» ASSIGNMENT:
Would you please return the lines of the entries below starting at the line that has "PR #270, opened 2018-05-28" and ending at the line that has "This PR is in", both included, exactly as they are?

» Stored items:
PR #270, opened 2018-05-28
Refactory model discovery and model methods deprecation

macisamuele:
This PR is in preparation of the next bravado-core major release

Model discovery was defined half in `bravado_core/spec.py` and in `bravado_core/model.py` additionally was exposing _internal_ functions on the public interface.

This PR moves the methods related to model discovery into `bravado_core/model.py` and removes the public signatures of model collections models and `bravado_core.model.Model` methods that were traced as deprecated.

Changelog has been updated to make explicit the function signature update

---

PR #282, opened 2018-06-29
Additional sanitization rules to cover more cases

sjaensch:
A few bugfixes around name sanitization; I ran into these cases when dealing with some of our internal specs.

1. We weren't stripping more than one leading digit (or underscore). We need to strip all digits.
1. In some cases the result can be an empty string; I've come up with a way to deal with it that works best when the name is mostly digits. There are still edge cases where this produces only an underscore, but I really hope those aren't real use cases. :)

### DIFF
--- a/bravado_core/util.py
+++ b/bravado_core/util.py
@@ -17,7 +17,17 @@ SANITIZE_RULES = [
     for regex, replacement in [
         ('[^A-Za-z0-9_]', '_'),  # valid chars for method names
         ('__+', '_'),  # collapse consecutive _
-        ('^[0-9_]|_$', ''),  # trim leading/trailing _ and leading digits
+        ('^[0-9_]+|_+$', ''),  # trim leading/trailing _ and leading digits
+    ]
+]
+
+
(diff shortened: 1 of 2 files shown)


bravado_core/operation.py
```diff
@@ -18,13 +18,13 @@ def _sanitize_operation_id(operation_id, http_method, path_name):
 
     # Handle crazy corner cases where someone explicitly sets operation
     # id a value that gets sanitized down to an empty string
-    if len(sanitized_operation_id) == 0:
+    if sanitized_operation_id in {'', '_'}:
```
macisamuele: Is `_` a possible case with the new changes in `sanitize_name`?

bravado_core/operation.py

» EXERCISE RESULT:
PR #270, opened 2018-05-28
Refactory model discovery and model methods deprecation

macisamuele:
This PR is in preparation of the next bravado-core major release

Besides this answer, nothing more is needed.